殺戮都市

声がどんどん近くなる。


恐らく、距離にして5メートルくらい。


間も無く俺と恵梨香さんの間を通り過ぎるだろう。


まだ喫茶店にいると思って警戒していないのか、話にも緊張感がない。


「でもよ、男だったらどうするんだ?」


「ああ?んなもん殺せ。良い女にしか興味はねえよ」


3メートル……。


こんな所に隠れていても、絶対に見付かってしまう。


男は殺せ。


そう言われたら、俺が遠慮する必要もない。


この人数だ、躊躇したら間違いなく殺されるだろうから。


「女だったら四人ずつになるよな。

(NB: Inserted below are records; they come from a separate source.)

PR #758, opened 2019-06-07
fix(InputWrapper): Apply margin to hint when label is inline

lpoulter:
Fix the label hint margin when inline. 

Preview [here](https://deploy-preview-758--serene-shannon-8198f2.netlify.com/docs/packages/axiom-components/form)

Screen Shot 2019-06-07 at 12 43 17


Flawwles:
Looks good 👍

PR #631, opened 2018-06-14
bug 1457895: Use secure, strict samesite, and httponly cookies.

mozbhearsum:
In addition to what was recommended by the audit, it looks like we should set the samesite and httponly flags as well -- I've commented this pretty well, let me know if you have any questions.

@psiinon - can you have a look at this as well? You probably have a deeper understanding of the cookie flags than either of us.


mozbhearsum:
The test failure were was a Taskcluster issue, and succeeded after a rerun.

PR #634, opened 2018-06-15
bug 1457893: stop accepting unicode input to fields that don't support it

mozbhearsum:
This patch should prevent unicode input to all fields, enforced via new custom format that connexion validates. I don't really think this is the ideal solution (we should probably support unicode, because I strongly suspect we'll have a use case for unicode in the update URL at some point), but doing this for now prevents the footgun/attack of DoS by putting unicode into the database.

I think it's mostly straightforward, but I did hit a couple of notable issues:
* Some of our error handling code was using `str()` when constructing some error messages. This causes `UnicodeEncodeError`s when the string contains unicode characters. I switched these to explicit UTF-8 encodes instead.
* Some of `connexion`'s error handling code also has a similar issue. The best way I could come up with to workaround this was to catch the errors and return a proper 400 (without it, it's an ISE 500). I filed https://github.com/zalando/connexion/issues/604 for this, too. I think this can be removed after we upgrade to Python 3, because the default encoding is smarter:
```
Python 2.7.15rc1 (default, Apr 15 2018, 21:51:34) 
[GCC 7.3.0] on linux2
Type "help", "copyright", "credits" or "license" for more information.
>>> import sys
>>> sys.getdefaultencoding()
'ascii'
```
```
Python 3.6.5 (default, Apr  1 2018, 05:46:30) 
[GCC 7.3.0] on linux
Type "help", "copyright", "credits" or "license" for more information.
>>> import sys
>>> sys.getdefaultencoding()
'utf-8'
```

I didn't write too many tests for this because this is primarily going through connexion code paths. I did a bunch of manual testing though, and got reasonable error messages in those.

I also discovered that we accept non-integer buildids, which I figured I'd fix.

### DIFF
--- a/auslib/util/jsonschema_validators.py
+++ b/auslib/util/jsonschema_validators.py
@@ -4,7 +4,7 @@ from jsonschema.compat import str_types
 import logging
 import operator
 
-from auslib.util.comparison import get_op
+from auslib.util.comparison import get_op, strip_operator
 from auslib.util.versions import MozillaVersion
 
 logger = logging.getLogger(__name__)
@@ -24,6 +24,10 @@ def operator_validator(field_value):
     except TypeError:
         # get_op field returns None if no operator or no match, can't be unpacked
         raise jsonschema.ValidationError("Invalid input for buildID : %s. No Operator or Match found." % field_value)
+    try:
+        int(strip_operator(field_value))
+    except ValueError:
+        raise jsonschema.ValidationError("Invalid input for buildID: must be an integer.")
     return True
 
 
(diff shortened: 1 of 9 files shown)


auslib/util/jsonschema_validators.py
```diff
@@ -24,6 +24,10 @@ def operator_validator(field_value):
     except TypeError:
         # get_op field returns None if no operator or no match, can't be unpacked
         raise jsonschema.ValidationError("Invalid input for buildID : %s. No Operator or Match found." % field_value)
+    try:
+        int(strip_operator(field_value))
+    except ValueError:
+        raise jsonschema.ValidationError("Invalid input for buildID: must be an integer.")
```
nthomas-mozilla: It looks like the the very similar auslib.web.admin.views.forms.operator_validator() is now superceded by connexion, so a cleanup could be in order.

PR #683, opened 2018-07-18
bug 1468638: Mock time in a few more places to ensure consistency.

mozbhearsum:
In #635 I mocked time for any tests using `/releases/history`, which ends up calling `timesince`. However, I missed that `/releases/:release/revisions` also uses it (both of them end up calling `annotateRevisionDifferences` (from https://github.com/mozilla/balrog/blob/8eed08e41b710b92d325438ea76b371e37c688f3/auslib/web/common/history.py#L73), which eventually calls `timesince`).

It's hard to be 100% sure, but I _think_ this will fix the last of the the non-determinism.


nthomas-mozilla:
Perhaps some specific tests for timesince() to avoid the coverage decrease ? I wonder if the whole thing can be replaced with arrow, eg `firstdate.humanize(seconddate)`

mozbhearsum:
> Perhaps some specific tests for timesince() to avoid the coverage decrease ? I wonder if the whole thing can be replaced with arrow, eg firstdate.humanize(seconddate)

This is a great idea. I'll look into it.

mozbhearsum:
That was easy :)

nthomas-mozilla:
Cool! Did you see the `_time_ago` references in auslib/test/admin/views/test_releases.py, which have those strange values like `48 years and 585 months ago`. They're not actually tested but as examples could get updated to `48 years ago`. Otherwise land away.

丁度良いんじゃ……あ?」


俺達の横を……通り過ぎるまさにその時。


一人の男と俺の目が合ってしまったのだ。


まだ、何が何だか分かっていない様子で、その一人以外は俺の存在に気付いていない。


そして……男が俺の手首の色に気付いて行動を起こそうとした時。












建物の間から飛び出した恵梨香さんのトンファーが、男の鼻から上の部分を弾き飛ばしたのだ。


パンッという派手な音と男の頭部が辺りに撒き散らされ、そこにいた誰もが恵梨香さんに注目した。